Островитяния. Том первый

22
18
20
22
24
26
28
30

— Я подумала — может быть, вы хотите пройтись, — начала она. — Я пришла, чтобы… — она запнулась. Я предложил ей сесть. Дорна быстро села, я — тоже, наблюдая за ней со своего кресла и ожидая, пока она закончит.

Дорна засмеялась.

— Ронаны — хорошие друзья, но мы слишком разные! Я стараюсь держаться как член семьи, когда навещаю их, потому что знаю — им это приятно, но не хочу слишком уж часто доставлять им такое удовольствие…

Она снова запнулась, слегка покраснев.

— Если бы я перестаралась, старый Ронан и Парна опять стали бы говорить про то, как хорошо, если бы у них была взрослая дочка. Вот я и сбежала.

Я улыбнулся.

— Вы ведь сами видели, — утвердительно сказала Дорна.

— Да, вам, должно быть, тяжело держаться там естественно.

Глаза ее расшились, она опустила голову.

— Еще хуже, если приезжает кто-нибудь «из этих».

Я вспомнил, что «из этих» значит кто-нибудь из обитателей ферм, расположенных на болотах Доринга.

Теперь стало понятно, почему она пришла, и соответственно ее приглашение оставалось в силе.

Впрочем, может быть, я устал после прогулки верхом?

На это я отвечал, что после купания чувствую себя вполне бодрым.

— Жаль, что меня не было с вами! — сказала Дорна. — Я не купалась с прошлой осени. Пойдемте к башне. На болота стоит взглянуть сверху.

Выйдя, мы прошли через сад, где гладко коричневели места новых посадок, потом углубились в сосняк…

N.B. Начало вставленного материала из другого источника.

PR #40, opened 2021-01-13
Adds pulp-python

fao89:
[noissue]

### DIFF
--- a/pulp_fedora31/Containerfile
+++ b/pulp_fedora31/Containerfile
@@ -7,6 +7,7 @@ ARG PULP_CONTAINER_VERSION=""
 ARG PULP_DEB_VERSION=""
 ARG PULP_FILE_VERSION=""
 ARG PULP_MAVEN_VERSION=""
+ARG PULP_PYTHON_VERSION=""
 ARG PULP_RPM_VERSION=""
 
 RUN pip3 install --upgrade --use-feature=2020-resolver \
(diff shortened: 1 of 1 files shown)


mdellweg (commented):
Is this limiting our ability to build images for older versions of pulp?

@daviddavis do you know?

daviddavis:
@mdellweg indeed, that will be [an issue](https://github.com/pulp/pulp_python/blob/34420ba1aa486290b731cedf927a5bf54e5c8965/requirements.txt#L1). Is there a way to exclude pulp_python if pulpcore is < 3.9?

daviddavis:
@mdellweg I think at one point you mentioned branching pulp-oci-images? That might be an option.

daviddavis:
Here's what I am thinking: 
* Create branches 3.7, 3.8, 3.9, and latest (and ditch master). 
* Pull this change to add pulp_python into latest and 3.9.
* The nightly job will run against latest and publish latest. 
* The manual job will take a branch name and publish it using the branch name as the tag

WDYT? cc @dkliban

dkliban:
That sounds good to me @daviddavis

daviddavis:
Ok, here is the change to the workflow: https://github.com/pulp/pulp-oci-images/pull/41

Once we merge that and branch, I think we can merge this change to add pulp_python.

daviddavis (approved):

mdellweg (approved):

И вот мы стояли на башне. В косых лучах солнца расстилалась, сколько хватало глаз, ровная матово-зеленая поверхность болот, местами темно-изумрудная, и пурпурные тени облаков плыли по ней. Дорна облокотилась на парапет. Я вспомнил, как в последний раз, когда мы были здесь, она восторженно говорила о своей любви к Острову. Наверное, то же чувствовала она и сейчас. Мне же было никак не справиться с неким внутренним отчуждением; ведь хотя я и мог, до определенной степени проникаясь состоянием Дорны, чувствовать красоту болот, но все-таки это был ее, а не мой мир. Я был здесь чужак. И еще одно, то, что я, наверное, не забуду никогда, припомнилось мне здесь, на башне. Это были руки Дорны, крепко сжатые, отливающие шелковистым загаром. Стоя здесь, я смотрел на них и на саму Дорну, расслабленную и отсутствующую, не такую изящную в эту минуту, но еще более дорогую, еще более желанную.

— Век бы стояла здесь! — воскликнула она глубоко растроганным голосом. — Никогда еще я так не любила эти места.

— Я понимаю, Дорна.

— Вы и правда думаете, что можете понять? Вам нравится здесь, Джон?